A Multicenter, Randomized, 52-week, Double-blind, Parallelgroup, Active Controlled Study to Compare the Efficacy and Safety of QVM149 With QMF149 in Patients With Asthma
Overview
- Phase
- Phase 3
- Intervention
- QVM149 150/50/160
- Conditions
- Asthma
- Sponsor
- Novartis Pharmaceuticals
- Enrollment
- 3092
- Locations
- 1
- Primary Endpoint
- Trough Forced Expiratory Volume in 1 Second (Trough FEV1) of QVM149 Versus QMF149 at Week 26
- Status
- Completed
- Last Updated
- 5 years ago
Overview
Brief Summary
The purpose of the trial was to evaluate the efficacy and safety of two different doses of QVM149 (QVM149 150/50/80 μg and QVM149 150/50/160 μg via Concept1) over two respective QMF149 doses (QMF149 150/160 μg and QMF149 150/320) μg via Concept1 in poorly controlled asthmatics as determined by pulmonary function testing and effects on asthma control.
Detailed Description
This study used a 52-week treatment, randomized, double-blind, double-dummy, parallel-group design. A total of 3092 asthma patients were randomized into the 5 treatment groups with a randomization ratio of 1:1:1:1:1 (approximately 617 patients per treatment group): QVM149 150/50/80 μg once daily (o.d.), QVM149 150/50/160 μg o.d., QMF149 150/160 μg o.d. and QMF149 150/320 μg o.d., all delivered via the Concept1 device, and salmeterol/fluticasone 50/500 μg twice daily (b.i.d.) delivered via Accuhaler. The 52 week treatment period was followed by a 30-day Follow-up. The primary objective of this study was to demonstrate superiority of either QVM149 150/50/80 μg o.d. to QMF149 150/160 μg o.d. or QVM149 150/50/160 μg o.d. to QMF149 150/320 μg o.d in terms of trough Forced Expiratory Volume in One Second (Trough FEV1) (FEV1) at Week 26, all delivered via Concept1.
Investigators
Eligibility Criteria
Inclusion Criteria
- •Patients with a diagnosis of asthma, (GINA 2015) for a period of at least 1 year prior to Visit 1 (Screening).

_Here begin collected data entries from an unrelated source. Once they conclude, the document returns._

PR #1146, opened 2022-11-21
awaiting an OptionAsync should not throw ValueIsNoneException

BrunoJuchli:
Doing

    await OptionAsync<T>.None;

throws a `ValueIsNoneException` exception.

IMO this is not helpful
 - it's masking that we're working with an option type where we should expect/handle the none case
 - handling the none case with a try/catch seems a like a bad idea to me

Therefore I propose the awaiter to return an `Option<A>` (instead of `A`).

Note, that of course this is a **breaking change** to the API. Personally I don't really expect people have used it, but I don't know.

It's a simple change and it does not cause any of the unit tests to fail.

### DIFF
--- a/LanguageExt.Core/Monads/Alternative Value Monads/Option/OptionAsync/OptionAsync.Awaiter.cs
+++ b/LanguageExt.Core/Monads/Alternative Value Monads/Option/OptionAsync/OptionAsync.Awaiter.cs
@@ -16,12 +16,12 @@ namespace LanguageExt
         public bool IsCompleted =>
             awaiter.IsCompleted;
 
-        public A GetResult()
+        public Option<A> GetResult()
         {
             var (isSome, value) = awaiter.GetResult();
             return isSome
                 ? value
-                : throw new ValueIsNoneException();
+                : Option<A>.None;
         }
 
         public void OnCompleted(Action completion) =>
--- a/LanguageExt.Tests/OptionAsyncTests.cs
+++ b/LanguageExt.Tests/OptionAsyncTests.cs
@@ -300,6 +300,12 @@ namespace LanguageExt.Tests
             Assert.True(result);
         }
 
+        [Fact]
+        public async void AwaitAsync_IsNone()
+        {
+            await GetValue(false);
+        }
+
         // Not valuable any more 
         //[Fact]
         //public async void SequenceFlip()
--- a/LanguageExt.Tests/OptionAsyncTests.cs
+++ b/LanguageExt.Tests/OptionAsyncTests.cs
@@ -300,10 +300,14 @@ namespace LanguageExt.Tests
             Assert.True(result);
         }
 
-        [Fact]
-        public async void AwaitAsync_IsNone()
+        [Theory]
+        [InlineData(true)]
+        [InlineData(false)]
+        public async void AwaitAsync(bool isSome)
         {
-            await GetValue(false);
+            var result = await GetValue(isSome);
+            
+            Assert.Equal(isSome, result.IsSome);
         }
 
         // Not valuable any more 


louthy:
Await only has one shortcutting operation, which is exceptions, that's why this approach was taken - to use `await` like `<-` in Haskell, or `in` with LINQ.  For those wanting to use `OptionAsync` imperatively this implements that.  

However, [I have already removed this from version 5](https://github.com/louthy/language-ext/blob/version-five-refactor/LanguageExt.Core/Monads/Alternative%20Value%20Monads/Option/OptionAsync/OptionAsync.cs#L34), as I have come to the conclusion that this functionality is leaky at best and misleading at worst, especially when combining different awaiter types.  You should use LINQ for sequentional monadic operations instead.

BrunoJuchli:
@louthy 
Thank you for removing the problematic behavior.

TBH I don't understand the haskell reference, hopefully I will some day ;-)

Personally I would prefer `OptionAsync<A>` to behave similary to `EitherAsync<L,R>` which is awaitable (and returns an `Either<L,R>`).

Implementation and maintenance wise IMO this is trivial:

    public TaskAwaiter<Option<A>> GetAwaiter() =>
        ToOption().GetAwaiter();

But if you don't want to add that to the library it's easy for us to just add this via extension method:

    public static OptionAsyncExtensions
    {
        public static TaskAwaiter<Option<A>> GetAwaiter<A>(
            this OptionAsync<A> optionAsync) =>
            optionAsync.ToOption().GetAwaiter();
    }

(only downsides that this needs the `using` directive for the namespace of the extension method...)

louthy:
> Personally I would prefer OptionAsync<A> to behave similary to EitherAsync<L,R> which is awaitable (and returns an Either<L,R>).

You highlight exactly the problem.  It's entirely _opinion_ what should be returned from awaiting an `OptionAsync`, should it:

* Return an `Option<A>` - kinda makes sense, but then you have to unpack the `Option<A>`.  Which means a further `Match`, or a `switch` on the `.Case`.  This also isn't like `await` for 99.9% of everybody's expectations.  Most people expect a usable value to come out of `await`, not one that is still wrapped.
* Return a `Task<A?>` - this is the closed to returning an optional value, the closest to the expected _unpacking_ behaviour of `await`.  And with nullable references can leverage the machinery of the C# compiler to make pattern-matching relatively easy.  However `A?` isn't `Option<A>`:  nullable references aren't bulletproof and some users don't have then enabled.  At best this can be seen as a natural transformation from `Option<A>` to `A?
* Return a `Task<A>` - like above, but never return `null` or `None` - throw a `ValueIsNoneException`.  This leverages the `async / await` machinery to have a monadic shortcut that ends the process when we have no value.  This means no checking, switching, Matching is needed - the value is always good.  The downside is it uses exceptions, which need to be caught.  So at the top level you need to find a way of wrapping that back up in an `Option`.
* Return an `Either<Exception, A>` (or `Fin<A>`) - This allows the capture of any exception when awaiting the task.  Kinda makes sense, except that C# await already has exception handling.  It has many of the problems of awaiting an `Option<A>`.

Unltimately these are all compromised and nothing is clear from the type-signature of the `OptionAsync<A>` what behaviour you'll get.  By removing the `GetAwaiter` from `OptionAsync` I discourage the imperative nature of `async / await`, which is good, and I encourage the use of LINQ for working with monads, which _is_ declarative and expression based - all positive.

It also allow others to follow their own instincts on this.  There is clear disagreement on how this should be implemented, because it is ultimately just opinion in the end.  By removing it, I remove my opinion and open it up for you to have yours.  This library is usually super opinionated about functional concepts, but this isn't a functional concept, it's an imperative one (which is probably why it's not clear what the best approach is).

> (only downsides that this needs the using directive for the namespace of the extension method...)

You can declare your extension in the top-level (without a namesapce declaration), then it will always be included.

- •Patients who have used medium or high dose of ICS/LABA combinations for asthma for at least 3 months and at stable medium or high doses of ICS/LABA for at least 1 month prior to Visit
- •Patients must be symptomatic at screening despite treatment with mid or high stable doses of ICS/LABA. Patients with ACQ-7 score ≥ 1.5 at Visit 101 and at Visit 102 (before randomization).
- •Patients with documented history of at least one asthma exacerbation which required medical care from a physician, ER visit (or local equivalent structure) or hospitalization in the 12 months prior to Visit 1, and required systemic corticosteroid treatment.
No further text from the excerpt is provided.